The context is Anthropic's ongoing standoff with the Pentagon, which earlier this year labeled the company a supply chain threat under an authority normally reserved for foreign adversaries. A federal appeals panel recently denied Anthropic's bid to stay the designation, though a San Francisco judge had initially blocked it. The company is simultaneously in active discussions with the White House about deploying Mythos Preview inside federal agencies for defensive cybersecurity use, according to a Bloomberg report earlier this week.

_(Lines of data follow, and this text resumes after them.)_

PR #2461, opened 2022-02-05
Add test for #2086 and test entering a new line when in insert mode

theHamsta:
This shows that #2086 is resolved but shows some Problems with Python were we don't re-parser on new-line ~~and one test for Lua~~.

### DIFF
--- a/lua/nvim-treesitter/indent.lua
+++ b/lua/nvim-treesitter/indent.lua
@@ -5,7 +5,6 @@ local tsutils = require "nvim-treesitter.ts_utils"
 local M = {}
 
 M.avoid_force_reparsing = {
-  python = true,
   yaml = true,
 }
 
--- a/queries/python/indents.scm
+++ b/queries/python/indents.scm
@@ -26,7 +26,6 @@
 
   (concatenated_string)
 ] @indent
-
   
 (if_statement
   condition: (parenthesized_expression) @aligned_indent
--- a/tests/indent/common.lua
+++ b/tests/indent/common.lua
@@ -140,6 +140,17 @@ function M.indent_new_line(file, spec, opts, xfail)
   table.insert(before, spec.on_line + 1, indent .. spec.text)
 
   compare_indent(before, after, xfail)
+
+  before, after = M.run_indent_test(file, function()
+    -- move to the line and input the new one
+    vim.cmd(string.format("normal! %dG$", spec.on_line))
+    vim.cmd(string.format(vim.api.nvim_replace_termcodes("normal! a<cr>%s", true, true, true), spec.text))
+  end, opts)
+
+  indent = type(spec.indent) == "string" and spec.indent or string.rep(" ", spec.indent)
+  table.insert(before, spec.on_line + 1, indent .. spec.text)
+
+  compare_indent(before, after, xfail)
 end
 
 local Runner = {}
--- a/tests/indent/c/issue-2086.c
+++ b/tests/indent/c/issue-2086.c
@@ -1,0 +1,3 @@
+{
+    statement;
+    statement;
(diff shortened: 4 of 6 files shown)


clason (approved):

lua/nvim-treesitter/indent.lua
```diff
@@ -5,7 +5,6 @@ local tsutils = require "nvim-treesitter.ts_utils"
 local M = {}
 
 M.avoid_force_reparsing = {
-  python = true,
```
theHamsta, line 8: this will make indentation after `\` stop to work

queries/python/indents.scm
```diff
@@ -27,6 +27,8 @@
   (concatenated_string)
 ] @indent
 
+; TODO: this predicate is not executed often enough to prevent accidental matches
+;((expression_statement) @indent (#lua-match? "\\\\\\n" @indent))
```
theHamsta, line 31: this fixes the indentation after `\`, but seems to match unrelated statements which seems to be a bug in the Nvim's query implementation @MunifTanjim do you see a reason why this shouldn't work? The actual Lua query for `find` is `\\\n` so a verbatim `\` followed by a `\n`. All `\` have to be escaped in the query file to not enter escape sequences in the string in the query file

#2407 #2376  also reported that `match` accidentally match on unrelated queries.

lua/nvim-treesitter/indent.lua
theHamsta: before you would have strange indentation on starting a new line using `<cr>` in insert mode. E.g. indenting a aligned_indent though the parens are already closed.

tests/indent/common.lua
```diff
@@ -140,6 +140,17 @@ function M.indent_new_line(file, spec, opts, xfail)
   table.insert(before, spec.on_line + 1, indent .. spec.text)
 
   compare_indent(before, after, xfail)
+
+  before, after = M.run_indent_test(file, function()
+    -- move to the line and input the new one
+    vim.cmd(string.format("normal! %dG$", spec.on_line))
+    vim.cmd(string.format(vim.api.nvim_replace_termcodes("normal! a<cr>%s", true, true, true), spec.text))
```
theHamsta, line 147: also test starting a new line with `<cr>` in insert mode vs the already test `o` in normal mode

clason (approved):

queries/python/indents.scm
MunifTanjim: I don't think it's about the query. Need to check which initial node is detected by the indent module here: https://github.com/nvim-treesitter/nvim-treesitter/blob/58a4897e6d5f21a9178ae0f802d47af26d67a219/lua/nvim-treesitter/indent.lua#L103-L107

theHamsta: But adding this query that does not match in the file at all shouldn't change highlighting behavior, right?

MunifTanjim: Oh I see... this query is incorrect I think, `((expression_statement) @indent (#lua-match? "\\\\\\n" @indent))` is causing runtime error (it does so in playground). It should be: `((expression_statement) @indent (#lua-match? @indent "\\\\\\n"))`

kyazdani42 (approved):

queries/python/indents.scm
theHamsta: Oops, thanks for noting this

MunifTanjim: btw, for this

```python
a = 2 \
    + 2
```

when you enter a newline after L1


```python
a = 2 \

    + 2
```

And parse the tree, the `expression_statement` in L1 just becomes `a = 2` (the `\\n` is not part of it anymore). So that query will be useless.

theHamsta: But the capture won't fix the problem anyway...

theHamsta:
Let's merge this for the additional tests, as we have two other PRs depending on those tests. On of them (#2475), trying to fix a similar problem like the one with Python continuation lines.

"We're working closely with model providers, other industry partners, and the intelligence community to ensure the appropriate guardrails and safeguards are in place before potentially releasing a modified version of the model to agencies."Gregory Barbaccia, Federal Chief Information Officer, White House Office of Management and Budget

Anthropic is also launching a Cyber Verification Program that lets credentialed security professionals apply for access to Opus 4.7's unrestricted capabilities for legitimate defensive work including vulnerability research, penetration testing, and red-teaming. The verification model is a preview of where the most capable AI features are likely heading: gated behind professional credentials rather than universally available.

What Enterprise Teams Should Watch Next

Opus 4.7 arrives at a moment of genuine tension for Anthropic. The company's annual run-rate revenue reportedly hit $30 billion earlier this month, and venture investors are circulating term sheets valuing the company at $800 billion, more than double its $380 billion Series G valuation from February. At the same time, developers have flooded GitHub and X with complaints that Opus 4.6 and Claude Code have degraded in recent weeks, with users reporting exploration loops, memory loss, and ignored instructions.

The 4.7 release is Anthropic's answer to those critics. Whether it holds depends on how the model performs outside curated benchmarks, particularly on the long-running agentic workloads that customers like Cognition and Replit are increasingly running in production. The company has committed to test new cyber safeguards on Opus 4.7 before a broader release of Mythos-class models, which means the real-world behavior of this release will directly shape the terms of Mythos' eventual debut.

For teams currently running Opus 4.6, the migration path is straightforward on paper but requires re-tuning. The token economics shift, the instruction-following tightens, and the effort levels add complexity to workload planning. The upside, per the benchmark data and early-access feedback, is a model that finally delivers on the promise of autonomous coding without constant human babysitting. The open question is whether that reliability holds when the model is stress-tested by millions of concurrent users rather than a curated list of enterprise partners.